By Simon Quicke
10 July 2008
Microsoft has used its partner conference in Houston to push its Software plus Services approach to the channel outlining details of how its model will work.
The vendor has doggedly stuck to its own version of the Software as a Service approach arguing that there still needs to be an element of software kept on the desktop.
But of course the channel needs details and those have been unveiled with those doubting that the software world is changing being encouraged to look at the difference in growth rates between traditional products, around 7% a year, and electronic distributed applications, at 30 to 40% a year.
Clare Barclay, director of partner programme and strategy at Microsoft UK, said that the channel had been waiting for details and they were now in a position to share the strategy.
“This is going to be a service sold by Microsoft available through partners with 18 percent of the subscription [going to the dealer]. At the reseller’s end there are lots of new opportunities,” she said.

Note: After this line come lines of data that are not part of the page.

PR #629, opened 2021-09-01
Fix: adjust bp for hero text

laurapadilla:
Adjust hero text breakpoint so that it starts to stack at a smaller breakpoint


k8hansen:
There is a text bumping issue happening in between breakpoints. This is pretty much unavoidable when you near some of the smaller breakpoints, but maybe there needs to be some additional padding on the `Header` to compensate?

https://youtu.be/K9GC6_MEy1s

k8hansen (approved):
Approved with some level of consideration or though to how text is bumping. Not a show stopper as it looks fine at standard screen sizes.

Looks so much closer to the comp! Great job.

PR #631, opened 2021-09-02
B2 26 tech list

k8hansen:
Co-Authored with @laurapadilla


k8hansen:
🚨  Remove code from homepage before pushing!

She added that the vendor was being “a lot more concrete than it was before” and was trying to help resellers address the transition from on premise software to the cloud.
“As a vendor you have got to think what is next. But in a channel role if we can’t make it clear to partners then it will never become a reality,” she said.

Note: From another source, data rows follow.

PR #632, opened 2021-09-08
B2 162 refactor card component

laurapadilla:
First pass at refactoring Ashley's `IconCard` component into a reusable `Card` component. 

Screen Shot 2021-09-08 at 1 17 06 PM

Screen Shot 2021-09-08 at 3 03 45 PM

Screen Shot 2021-09-08 at 3 03 21 PM

Screen Shot 2021-09-08 at 3 03 00 PM

The images above are the possible card scenarios I came across in the design comps. With the new `Card` component we should be able to recreate all of these. 

For now, I am displaying the `Card` component in the homepage just to show the different possibilities (comps above). Once it's approved I'll remove them from the home page and merge in the `chore/refactor-card-component` branch into `main`. I'll also update all the `IconCard` instances to use the new `Card` component.


src/components/Card.tsx
```diff
@@ -0,0 +1,171 @@
...
+  developer: DeveloperIcon,
+  discovery: DiscoveryIcon,
+  embedded: EmbeddedIcon,
+  empathy: EmpathyIcon,
+  execution: ExecutionIcon,
+  fullyManaged: FullyManagedIcon,
+  support: SupportIcon,
+  sustainability: SustainabilityIcon,
+  transparency: TransparencyIcon,
+};
```
mewdriller, line 68: ⚠️ This pattern of using a `string` as the value of the `Icon` prop makes it easier to use the `Card` and add an icon, as you don't have to import the icon component you want and send it to the `<Card />`. However, it also has the side-effect that any page that uses a `Card`, with or without an `icon` configured, will pay the price of importing all possible `icon` values.

In practice, that's not a _huge_ deal right now as there are only a few icons. But as a pattern, it doesn't scale well as when we add a new icon to the site you end up adding unused JavaScript to every page that uses `Card`. 

To resolve this, there are a couple refactors we can do:

1. Have `Card` accept a value of `icon` that is a `ReactNode`; e.g.: `<Card icon={<BusinessIcon />} />`.
2. Have card setup the `IconList` using `next/dynamic` to enable bundle splitting so that pages only get the icons they use.

src/components/Card.tsx
```diff
@@ -0,0 +1,171 @@
...
+
+export type CardProps<E extends ElementType = ElementType> = {
+  as?: E;
+  icon?: Icon;
+  largeHeading?: string;
+  heading?: string;
+  link?: string;
+  subheading?: string;
+  text?: string;
+};
```
mewdriller, line 52: 💭 Are there any usage restrictions on combination of props that we want to enforce? Is it OK if someone passes `largeHeading`, `heading`, and `subheading`? If not, we can use a union in TypeScript to tell the compiler what combinations of props are valid.

src/components/HomePage/index.tsx
```diff
@@ -1,8 +1,9 @@
 import { css } from '@emotion/react';
 import type { FC } from 'react';
+import React from 'react';
```
mewdriller, line 3: 🔁 Same comment RE global `React`.

src/components/HomePage/index.tsx
```diff
@@ -54,6 +55,47 @@ export const HomePage: FC<HomePageProps> = () => {
           }
         `}
       />
+      <CardGrid>
+        <Card
+          css={css`
+            &:before {
```
mewdriller, line 61: ⚠️ @chriswhawkins might correct me here, but I believe this should be `&::before` to be _more_ correct? Either works but it's my understanding that when we're trying to create a pseudo `before` we use `::` rathe than `:`.

src/components/HomePage/index.tsx
```diff
@@ -54,6 +55,47 @@ export const HomePage: FC<HomePageProps> = () => {
...
+              background-color: ${colors.lightBlue};
+              content: '';
+              display: block;
+              height: 0.25rem;
+              margin-bottom: 1rem;
+              width: 2.5rem;
+            }
+          `}
+          largeHeading="Millions"
+          heading="of users worldwide"
```
mewdriller, line 71: ⚠️ Looks like the alpha-order on props linting isn't working properly? We should take another look at that.

src/components/HomePage/index.tsx
```diff
@@ -54,6 +55,47 @@ export const HomePage: FC<HomePageProps> = () => {
...
+        <Card
+          subheading="Joining a team — blog post"
+          text="This is some text check me out. This is some text check me out. This is some text check me out. This is some text check me out. This is some text check me out. "
+        >
+          <Link
+            css={css`
+              font-size: 2rem;
+            `}
+            color="coral"
+            href="#"
```
mewdriller, line 92: ⚠️ Similar to the placeholder text, we'll want to target the eventual path of the page here.

src/components/HomePage/index.tsx
```diff
@@ -54,6 +55,47 @@ export const HomePage: FC<HomePageProps> = () => {
...
+        />
+        <Card
+          subheading="Joining a team — blog post"
+          text="This is some text check me out. This is some text check me out. This is some text check me out. This is some text check me out. This is some text check me out. "
+        >
+          <Link
+            css={css`
+              font-size: 2rem;
+            `}
+            color="coral"
```
mewdriller, line 91: ⚠️ If we're specifying `variant="CTA"`, I _think_ we shouldn't have to customize `color` and `font-size`? Or is this a one-off CTA that we want to keep as a one-off?

Maybe it should be represented as a `CardAction` or something like that if it's the "when you have a CTA in a Card" use case?

src/components/Card.tsx
```diff
@@ -0,0 +1,171 @@
...
+  | 'delivery'
+  | 'developer'
+  | 'discovery'
+  | 'embedded'
+  | 'empathy'
+  | 'execution'
+  | 'fullyManaged'
+  | 'support'
+  | 'sustainability'
+  | 'transparency';
```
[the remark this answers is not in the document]
laurapadilla: hehe credit goes to Ashley on this one — I modeled it after her work on the `IconCard` 😃

src/components/Card.tsx
laurapadilla: Let's chat about this one!

src/components/Card.tsx
```diff
@@ -0,0 +1,171 @@
...
+          {text}
+        </Text>
+      )}
+      {children}
+    </Component>
+  );
+};
+
+export type CardGridProps = {
+  children: ReactElement<CardProps>[];
```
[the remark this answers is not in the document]
laurapadilla: Credit to Ashley on this one as well since this was in her `IconCard` component!

src/components/HomePage/index.tsx
```diff
@@ -54,6 +55,47 @@ export const HomePage: FC<HomePageProps> = () => {
...
+          subheading="Business"
+          text="This is some text check me out. This is some text check me out. This is some text check me out. This is some text check me out. "
+        />
+        <Card
+          heading="The solution"
+          text="This is some text check me out. This is some text check me out. This is some text check me out. This is some text check me out. "
+        />
+        <Card
+          subheading="Joining a team — blog post"
+          text="This is some text check me out. This is some text check me out. This is some text check me out. This is some text check me out. This is some text check me out. "
```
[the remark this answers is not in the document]
laurapadilla: Hehe absolutely, the plan is to remove all that code from the home page and then just merge in the refactor. This was just for show 😄

src/components/HomePage/index.tsx
laurapadilla: Yep! Once it's actually implemented in a real scenario it should have the actual path.

src/components/icons/DashIcon.tsx
```diff
@@ -0,0 +1,28 @@
...
+  return (
+    <svg
+      aria-labelledby={titleId}
+      height={height}
+      role="img"
+      viewBox="0 0 50 50"
+      width={width}
+      {...props}
+    >
+      <title id={titleId}>{title}</title>
```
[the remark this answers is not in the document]
laurapadilla: Ashley strikes again 💪 🙃

src/components/HomePage/index.tsx
laurapadilla: You're totally right! My bad. Maybe we can discuss this one a bit more.

src/components/HomePage/index.tsx
laurapadilla: that's what I thought but wasn't sure!

src/components/HomePage/index.tsx
laurapadilla: so weird that it didn't yell at me for it

src/components/icons/DashIcon.tsx
```diff
@@ -0,0 +1,28 @@
+import { useId } from '@react-aria/utils';
+import type { FC } from 'react';
+
+import { SvgProps } from './types';
+
+export const DashIcon: FC<SvgProps> = ({
+  height = '100%',
+  id,
+  title = 'Dash',
+  width = '100%',
```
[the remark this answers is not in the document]
laurapadilla: I meant to remove this since I ended up using `::before` but I wanted to chat more about icons and how we treat them on the site

src/components/ApproachPage/HowWeEngage.tsx
```diff
@@ -1,10 +1,10 @@
 import { css } from '@emotion/react';
 import type { FC } from 'react';
 
-import { Heading, IconCard, Link } from '~/components';
+import { Heading, Link } from '~/components';
 import { atMinTablet, atMinXL, spacing } from '~/theme';
 
-import { IconCardGrid } from '../IconCard';
+import { CardGrid, IconCard } from '../Card';
```
mewdriller, line 8: ⚠️ We should grab `CardGrid` and `IconCard` from the `~/components` import to be more concise.

```suggestion
```

src/components/ApproachPage/HowWeEngage.tsx
```diff
@@ -1,10 +1,10 @@
 import { css } from '@emotion/react';
 import type { FC } from 'react';
 
-import { Heading, IconCard, Link } from '~/components';
+import { Heading, Link } from '~/components';
```
mewdriller, line 4: 👇 We should grab `CardGrid` and `IconCard` here.

```suggestion
import { CardGrid, Heading, IconCard, Link } from '~/components';
```

src/components/CulturePage/OurCulture.tsx
```diff
@@ -3,8 +3,8 @@ import type { FC } from 'react';
 
 import { atMinXL, spacing } from '~/theme';
 
+import { CardGrid, IconCard } from '../Card';
 import { Heading } from '../Heading';
-import { IconCard, IconCardGrid } from '../IconCard';
 import { Text } from '../Text';
```
mewdriller, line 8: 🔁 Same comment as earlier, we should grab these from `'~/components'` rather than `'../Card'`; e.g.:

```
import { CardGrid, Heading, IconCard, Text } from '~/components';
```

src/components/icons/BusinessIcon.tsx
```diff
@@ -4,10 +4,10 @@ import type { FC } from 'react';
 import type { SvgProps } from './types';
 
 export const BusinessIcon: FC<SvgProps> = ({
-  height = '100%',
+  height = '48px',
   id,
   title = 'Business',
-  width = '100%',
+  width = '48px',
```
mewdriller, line 10: 💭 I think just `48` works here too for pixel values.

mewdriller (approved):
LGTM! :headphones: :hamburger:

I had a couple ⚠️ comments that should be addressed first but things look solid overall.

The vendor unveiled its online services business model that offers a customers a choice of online applications including Exchange, Office Sharepoint, Office Communications and Office Live Meeting available for $15 per user as a package.
Reseller get 12 per cent of the first year contract and then six per cent of the ongoing fee, which totals the 18 per cent highlighted by Barclay.
Other announcements included the launch of a SAM optimisation model that is designed to help customers check their licensing requirements.
Michala Wardell, head of anti-piracy and licensing at Microsoft UK, said that the results of through SAM management was often savings for customers that were over-licensed.